Comparative analysis of HTLV-I promoter activities reveals no disease-linked pattern of expression.

作者信息

Gonzalez-Dunia D, Komurian-Pradel F, Chirinian-Syan S, De The G, Brahic M, Ozden S

机构信息

Département des Rétrovirus, UA Centre National de Recherche Scientifique (CNRS) 1157, Institut Pasteur, Paris, France.

出版信息

AIDS Res Hum Retroviruses. 1993 Apr;9(4):337-41. doi: 10.1089/aid.1993.9.337.

Abstract

To investigate the possibility of an association between the type of pathology caused by HTLV-I and the activity of its promoter, we compared the levels of transcription obtained with six LTRs isolated from patients with two different HTLV-I-related diseases: ATL and TSP/HAM. The patients came from different geographical endemic areas.

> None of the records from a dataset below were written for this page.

PR #1064, opened 2017-11-30
High: jira: new resource agent

salehabbas:
This is a new ocf ra for managing JIRA software.

### DIFF
--- a/doc/man/Makefile.am
+++ b/doc/man/Makefile.am
@@ -120,6 +120,7 @@ man_MANS	       = ocf_heartbeat_AoEtarget.7 \
                           ocf_heartbeat_ids.7 \
                           ocf_heartbeat_iscsi.7 \
                           ocf_heartbeat_jboss.7 \
+			  ocf_heartbeat_jira.7 \
                           ocf_heartbeat_kamailio.7 \
                           ocf_heartbeat_lvmlockd.7 \
                           ocf_heartbeat_lxc.7 \
--- a/doc/man/Makefile.am
+++ b/doc/man/Makefile.am
@@ -120,7 +120,7 @@ man_MANS	       = ocf_heartbeat_AoEtarget.7 \
                           ocf_heartbeat_ids.7 \
                           ocf_heartbeat_iscsi.7 \
                           ocf_heartbeat_jboss.7 \
-			  ocf_heartbeat_jira.7 \
+                          ocf_heartbeat_jira.7 \
                           ocf_heartbeat_kamailio.7 \
                           ocf_heartbeat_lvmlockd.7 \
                           ocf_heartbeat_lxc.7 \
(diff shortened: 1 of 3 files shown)


doc/man/Makefile.am
```diff
@@ -120,6 +120,7 @@ man_MANS	       = ocf_heartbeat_AoEtarget.7 \
                           ocf_heartbeat_ids.7 \
                           ocf_heartbeat_iscsi.7 \
                           ocf_heartbeat_jboss.7 \
+			  ocf_heartbeat_jira.7 \
```
krig: Should be spaces, not tabs here

heartbeat/jira
```diff
@@ -0,0 +1,266 @@
...
+
+    return $OCF_SUCCESS
+}
+
+# Meta-data
+jira_meta_data(){
+    cat <<EOF
+<?xml version="1.0"?>
+<!DOCTYPE resource-agent SYSTEM "ra-api-1.dtd">
+<resource-agent name="jira" version="0.1">
```
krig: There shouldn't be a version attribute here. This is why the CI check fails, so if you remove the version here I think it should pass.

heartbeat/jira
```diff
@@ -0,0 +1,266 @@
+#! /bin/bash
+# 
+####################################################################
+# Description: OCF Resource Agent to manage JIRA software.
+# Author     : Saleh A. (saleh.abbas.saber@gmail.com)
+#
+# License    : WTFPL 2
+#
+#        DO WHAT THE FUCK YOU WANT TO PUBLIC LICENSE
```
krig: Nice choice of license, haha :)

doc/man/Makefile.am
salehabbas: Fixed, thanks!

heartbeat/jira
salehabbas: :)

heartbeat/jira
salehabbas: Fixed, thanks!

heartbeat/jira
```diff
@@ -0,0 +1,281 @@
...
+
+    # if resource is already running, bail out early
+    if jira_monitor; then
+        ocf_log info "Resource is already running"
+        return $OCF_SUCCESS
+    fi
+
+    # Starting Jira
+    waittime=300
+    /bin/su -m $jira_user -c "$jira_installation/bin/startup.sh &> /dev/null"
```
oalbrigt: There's no reason to use full path for su, and it might cause issues for some users.

salehabbas: Removed. Thanks

oalbrigt:
LGTM.

krig:
I just noticed that the agent uses `curl`, this should probably be noted in the description so that a user knows what the dependencies for using the agent are.

But since it's just a minor detail I'll merge this as it is now, the agent itself looks good to me too.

The LTR region was amplified by polymerase chain reaction (PCR) from the DNA of uncultured peripheral blood lymphocytes, and directly cloned upstream of the luciferase reporter gene. Constructs were tested by a transient transfection assay in a variety of cell lines. Although the activities of these LTRs were statistically different in some of the cell lines tested, no correlation could be demonstrated between the promoter activity and the nature of the disease. Thus, the data suggest that the LTR is not a major determinant of the nature of the disease associated with the infection by HTLV-I.

摘要

为了研究人类嗜T淋巴细胞病毒I型(HTLV-I)所致病理类型与其启动子活性之间存在关联的可能性,我们比较了从患有两种不同HTLV-I相关疾病(成人T细胞白血病/淋巴瘤(ATL)和热带痉挛性截瘫/HTLV-I相关脊髓病(TSP/HAM))的患者中分离出的六个长末端重复序列(LTR)的转录水平。这些患者来自不同的地理流行区。通过聚合酶链反应(PCR)从未培养的外周血淋巴细胞DNA中扩增LTR区域,并直接克隆到荧光素酶报告基因的上游。通过瞬时转染试验在多种细胞系中对构建体进行检测。尽管在一些测试的细胞系中这些LTR的活性存在统计学差异,但启动子活性与疾病性质之间未显示出相关性。因此,数据表明LTR不是与HTLV-I感染相关疾病性质的主要决定因素。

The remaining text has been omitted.